Logie believes that technology has helped the game, especially with replay to aid close decisions. “A lot of people’s careers would have been finished if some of the decision that some umpires gave could not be overturned,” he said.
“We saw people being given out on ten and nought, and then they review it, they weren’t out and they went on to score a hundred. Technology, once used properly, can enhance the game.
“We’ve seen it in the Australia-India series where some decisions were overturned, some quite crucial.”
Logie didn’t see the end of the Australia Test match but got a couple of messages yesterday morning to tell him that India had managed to pull off an unlikely victory after being set 324 to win on the last day with ten wickets in hand. They won by three wickets, with wicketkeeper Rishabh Pant leading the way with 89 not out in 180 minutes.
“I was watching it up to just before tea and decided it was time to get in bed,” he said. “Pant was in and I said if he stays there, they would win the game.
“They have some young players who have a lot of heart and it shows that without some of the superstars that India still had a cadre of players they can call upon.
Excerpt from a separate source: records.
PR #25252, opened 2025-11-10
feat: support OCI referrers list API (artifacts)

lsjostro:
This enables artifact attachment to a OCI image. (just like SBOMs are attached to OCI images).
Checks if the digest has referrers, if so, check for matching `validArtifactType`.  

Checklist:

### DIFF
--- a/util/oci/client.go
+++ b/util/oci/client.go
@@ -46,6 +46,10 @@ var (
 
 var _ Client = &nativeOCIClient{}
 
+// OCI Distribution Spec v1.1's implement referrer API.
+// SBOMs have a industri standard media type, there is no common media type for k8s manifests?
+const validArtifactType = "application/vnd.kubernetes.manifest.v1"
+
 type tagsCache interface {
 	SetOCITags(repo string, indexData []byte) error
 	GetOCITags(repo string, indexData *[]byte) error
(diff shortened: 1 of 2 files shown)


blakepettersson:
@lsjostro hi, is this solving a particular problem you are facing right now? I'm not necessarily against adding this, I just want to understand if there is a particular use case for this right now. 

I suspect something like this will tie into what would be verification of OCI image digests using sigstore or similar.

lsjostro:
@blakepettersson not really about signing/validating (even though that would be awesome!). My use case is basically to bundle the deployment manifest with the actual workload container. (and to have the supply chain from CI to CD is also a plus). Say you want to transfer the workload container into a airgapped environment, the deployment manifest for that workload will come along, which makes life easier for registry access control. 

But later to be able to sign/validate both workload and manifests would take this to next level to have the whole supply chain signed/validated.

Don't think Flux even have this feature yet. (requires you to push manifest to it's own tag or different repo).

blakepettersson:
>My use case is basically to bundle the deployment manifest with the actual workload container. (and to have the supply chain from CI to CD is also a plus). 

I'm not sure I'm following, the deployment manifests are already in the OCI image itself?

lsjostro:
> > My use case is basically to bundle the deployment manifest with the actual workload container. (and to have the supply chain from CI to CD is also a plus).
> 
> I'm not sure I'm following, the deployment manifests are already in the OCI image itself?

no, the workload image is untouched and does not include the deployment manifest bundle. The deployment manifest is it's own container image but it's `linked` to the workload container image (Subject-field in manifest json). So you can ask the OCI register for a given tag/digest to give the linked artifacts to a specific tag/digest (referrers). This is how SBOMs can be attached to a give container image. 

So in a Argocd Application you can use the same oci registry image reference (tag/digest) as the workload it self. Say you have a workload in `registry.example.com/my-awesome-app:v1.0.0` you can then put the same oci-url in the ArgoCD Application as in your k8s deployment manifest. containerd won't bother to looking for linked artifacts but other tools like ArgoCD or cyclone (SBOM) can look for attached references and do it's thing. 

Hope that explains it. 😄

blakepettersson (changes requested):
I think this needs to be discussed further, ideally via creating an [enhancement proposal](https://github.com/argoproj/argo-cd/blob/master/docs/proposals/001-proposal-template.md).

At least for me the benefits are not clear enough to proceed with the PR as-is.

lsjostro:
No worries! Might pick it up later 👌. Thanks for your time!

lsjostro:
just leaving some docs here if anyone else want to pick this up. 
https://oras.land/docs/concepts/reftypes

lsjostro:
I made a argocd CMP for this use case if anyone is interested. https://github.com/Patagia/argocd-verify-cmp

It comes from the amount of international exposure so many of their players would have had in the IPL.
“They are bringing that kind of cricket into the Test arena, exciting cricket and they are fearless and not afraid to play their shots.“
Logie is amazed with how long the unbeaten run at the Gabba had lasted. “It’s quite a record,” he said. “In fact when I saw it the other night, I said wow.
“Somebody said since 1988 but they didn’t say which team beat them then.”
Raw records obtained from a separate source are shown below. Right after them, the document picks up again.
PR #25271, opened 2025-11-12
feat: use different env variable to control server side K8s API call timeout

### LINKED ISSUE #25164: ARGOCD_K8S_TCP_TIMEOUT is used in two different timouts
# Summary

the `ARGOCD_K8S_TCP_TIMEOUT` parameter is used to define two different things at the moment
1. TCP timeouts when communicating with K8s API servers
2. server side timeout to send with each API request

this is kinda confusing because
if the `ARGOCD_K8S_TCP_TIMEOUT` is manually set then it is used for both cases described above
On the contrary if the above setting is not set and the default value ( 30s ) is used then its value is only applied to the first timeout. 

Further more this is not even documented
# Motivation
Users are confused with the different ArgoCD when they set the value manually ( same as the default ) 

# Proposal
Introduce a new timeout which is going to be used only for the second service timeout and also document both properly

ppapapetrou76:
As explained in the related issue 
the `ARGOCD_K8S_TCP_TIMEOUT` parameter is used to define two different things at the moment

- TCP timeouts when communicating with K8s API servers
- server side timeout to send with each API request

this is kinda confusing because

if the `ARGOCD_K8S_TCP_TIMEOUT` is manually set then it is used for both cases described above
On the contrary if the above setting is not set and the default value ( 30s ) is used then its value is only applied to the first timeout.

Checklist:

Closes #25164


chansuke (approved):
this change looks reasonable to me and lgtm

todaywasawesome (approved):

olivergondza:
Agreed this is much cleaner and straightforward.

IIUC, there are backwards compatibility considerations for customers configuring this to >30s and relying on it for the server timeout. Worth describing this in changelog, or using `EnvK8sTCPKeepAlive` (if set) as the default.

pkg/apis/application/v1alpha1/cluster_constants.go
```diff
@@ -60,5 +63,5 @@ var (
 	K8sTCPIdleConnTimeout = env.ParseDurationFromEnv(EnvK8sTCPIdleConnTimeout, 5*time.Minute, 0, math.MaxInt32*time.Second)
 
 	// K8sServerSideTimeout defines which server side timeout to send with each API request
-	K8sServerSideTimeout = env.ParseDurationFromEnv(EnvK8sTCPTimeout, 0, 0, math.MaxInt32*time.Second)
+	K8sServerSideTimeout = env.ParseDurationFromEnv(EnvK8sServerSideTimeout, 30*time.Second, 0, math.MaxInt32*time.Second)
```
nitishfy: if the value is only applied to the TCP timeout, why are we modifying the server side timeout default value? Shouldn't it remain as it is?

nitishfy (changes requested):
Please add docs too for this change.

pkg/apis/application/v1alpha1/cluster_constants.go
ppapapetrou76: @nitishfy not sure I understand your question but I believe that all timeout config should have a default value, especially timeouts. Having a 30sec timeout on server side API requests , I think make sense to me. 

Is it something else you are asking and I'm missing?

ppapapetrou76:
> Please add docs too for this change.

Thanks for the review @nitishfy . I updated the docs accordingly

pkg/apis/application/v1alpha1/cluster_constants.go
olivergondza: IIUC, the point is the default used to be 0, and you are changing it to 30s. That is a change that will impact users, that might not even configure either of the vars.

Now, I have no idea if such change is actually desirable or not. But it certainly will be surprising if introduced as a part of PR with current title.

ppapapetrou76: Thanks @olivergondza 

I have updated the default value to be zero 😄

olivergondza (approved):
LGTM

docs/operator-manual/upgrading/3.2-3.3.md
```diff
@@ -6,3 +6,10 @@
 
 The Settings API now returns less information when accessed anonymously.
 It no longer returns the `resourceOverrides` field which is considered sensitive information.
+
+### New ENV Variable to control K8s Server Side Timeout of API Requests
+
+The new environment variable `ARGOCD_K8S_SERVER_SIDE_TIMEOUT` can be used to control the K8s server side timeout of API requests.
+In 3.2 and before this change, the K8s server side timeout was controlled by `ARGOCD_K8S_TCP_TIMEOUT` 
+which is also used to control the TCP timeout when communicating with the K8s API server. 
+Now it's clearer and the K8s server side timeout is controlled by a separate environment variable.
```
nitishfy:
```suggestion
From now onwards, the Kubernetes server-side timeout is controlled by a separate environment variable.
```

todaywasawesome:
@nitishfy this is ready to go.

nitishfy (approved):

reggie-k (approved):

West Indies’ success under Lloyd and then Richards in the 1980s and early 1990s resulted in scores of Bermudians travelling to the West Indies for Test matches.
“It was almost like a pilgrimage,” Logie recalls. “Every year we had people coming from all around, coming to Barbados and Jamaica, especially when we played against England and Australia.
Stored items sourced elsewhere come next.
PR #25274, opened 2025-11-12
fix: correct mismatch in typescript repository model (#25273)

### LINKED ISSUE #25273: GitHub App Auth repositories incorrectly updatable in the GUI
Checklist:

- [x] I've included steps to reproduce the bug.
- [x] I've pasted the output of `argocd version`.

**Describe the bug**

HTTP/HTTPS git repositories in the GUI may be updated. Git repositories using GitHub App Auth are not supposed to be updatable, but a bug in the GUI permits this.

Worse still, should you save a change, the `githubAppID` and `githubAppInstallationID` get set to `0` and the `githubAppPrivateKey` becomes an empty string.

**To Reproduce**

A repository with GitHub App Auth needs to exist first, then in the GUI:

Settings -> Repositories -> click on the repository -> edit panel slides in

**Expected behavior**

The repository is not clickable, and therefore does not present the edit panel

**Screenshots**

This edit panel should not appear when clicking GitHub App Auth repositories
Image

**Version**

This happens on the current master branch, the most recent release is v3.2.0

allanyung:
Fixes #25273

Checklist:

### DIFF
--- a/ui/src/app/settings/components/repos-list/repos-list.tsx
+++ b/ui/src/app/settings/components/repos-list/repos-list.tsx
@@ -308,7 +308,7 @@ export const ReposList = ({match, location}: RouteComponentProps) => {
 
     // only connections of git type which is not via GitHub App are updatable
     const isRepoUpdatable = (repo: models.Repository) => {
-        return isHTTPOrHTTPSUrl(repo.repo) && repo.type === 'git' && !repo.githubAppId;
+        return isHTTPOrHTTPSUrl(repo.repo) && repo.type === 'git' && !repo.githubAppID;
     };
 
     // Forces a reload of configured repositories, circumventing the cache
--- a/ui/src/app/shared/models.ts
+++ b/ui/src/app/shared/models.ts
@@ -633,7 +633,7 @@ export interface Repository {
     noProxy?: string;
     insecure?: boolean;
     enableLfs?: boolean;
-    githubAppId?: string;
+    githubAppID?: number;
     forceHttpBasicAuth?: boolean;
     insecureOCIForceHttp?: boolean;
     enableOCI: boolean;
--- a/ui/src/app/shared/models.ts
+++ b/ui/src/app/shared/models.ts
@@ -633,7 +633,7 @@ export interface Repository {
     noProxy?: string;
     insecure?: boolean;
     enableLfs?: boolean;
-    githubAppID?: number;
+    githubAppID?: string;
     forceHttpBasicAuth?: boolean;
     insecureOCIForceHttp?: boolean;
     enableOCI: boolean;


ui/src/app/shared/models.ts
```diff
@@ -633,7 +633,7 @@ export interface Repository {
     noProxy?: string;
     insecure?: boolean;
     enableLfs?: boolean;
-    githubAppId?: string;
+    githubAppID?: number;
```
choejwoo: Thank you for creating the PR.
I have a couple of questions, The `Repository` interface is used in other places as well. Would it still be okay to change the type from `string` to `number`?
Also, is there a specific reason you renamed `githubAppId` to `githubAppID`?

ui/src/app/settings/components/repos-list/repos-list.tsx
```diff
@@ -308,7 +308,7 @@ export const ReposList = ({match, location}: RouteComponentProps) => {
 
     // only connections of git type which is not via GitHub App are updatable
     const isRepoUpdatable = (repo: models.Repository) => {
-        return isHTTPOrHTTPSUrl(repo.repo) && repo.type === 'git' && !repo.githubAppId;
+        return isHTTPOrHTTPSUrl(repo.repo) && repo.type === 'git' && !repo.githubAppID;
```
choejwoo, line 311: If changing the type from `string` to `number` could affect other parts of the logic, wouldn’t it be better to handle the conversion inside that function instead?

choejwoo (changes requested):

ui/src/app/settings/components/repos-list/repos-list.tsx
allanyung: I retested without changing the type and the fix still works so I've removed the change in the interest of playing it safe

ui/src/app/shared/models.ts
allanyung: My IDE indicated that this field is only used in one place, I've removed the type change so hopefully this is acceptable now.

The repo object that comes back actually uses uppercase for `ID` in the githubApp keys. I think this is because it is rendered into the K8s Secret with keys: `githubAppID` and `githubAppInstallationID`

```json
{
    "repo": "REDACTED",
    "connectionState": {
        "status": "Successful",
        "message": "",
        "attemptedAt": "2025-11-15T09:09:23Z"
    },
    "type": "git",
    "githubAppID": 1111111,
    "githubAppInstallationID": 2222222
}
```

To clarify, the `!repo.githubAppId` check in `repos-list.tsx` would always return true as there was never a `githubAppId` key in the repo object, as shown above

choejwoo: I see. My IDE also shows that this field is only used in one place.
I understand the issue now. LGTM!

choejwoo (approved):

blakepettersson (approved):

blakepettersson:
IMO the `Repository` type should also have its field renamed to githubAppID to be consistent with its serialization in json/protobuf, but that can be done in another PR. Thanks!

“It was fantastic support that we used to get; that’s where the whole camaraderie and relationship may have started.
“I remember coming here to Bermuda for the first time as a youngster in 1976 with the Trinidad & Tobago team and playing against the likes of the Raynor brothers, Colin Blades, George Rock and a young Noel Gibbons.
“He was a very talented young man; I remember him quite well.”
Logie played 52 Tests and 158 ODIs with a highest Test score of 130 against India in the fourth match of the 1983 series, at Kensington Oval in Bridgetown, Barbados, after making his debut in the first Test. He scored 2,470 Test runs and 2,809 runs in ODIs, with a top score of 109 not out.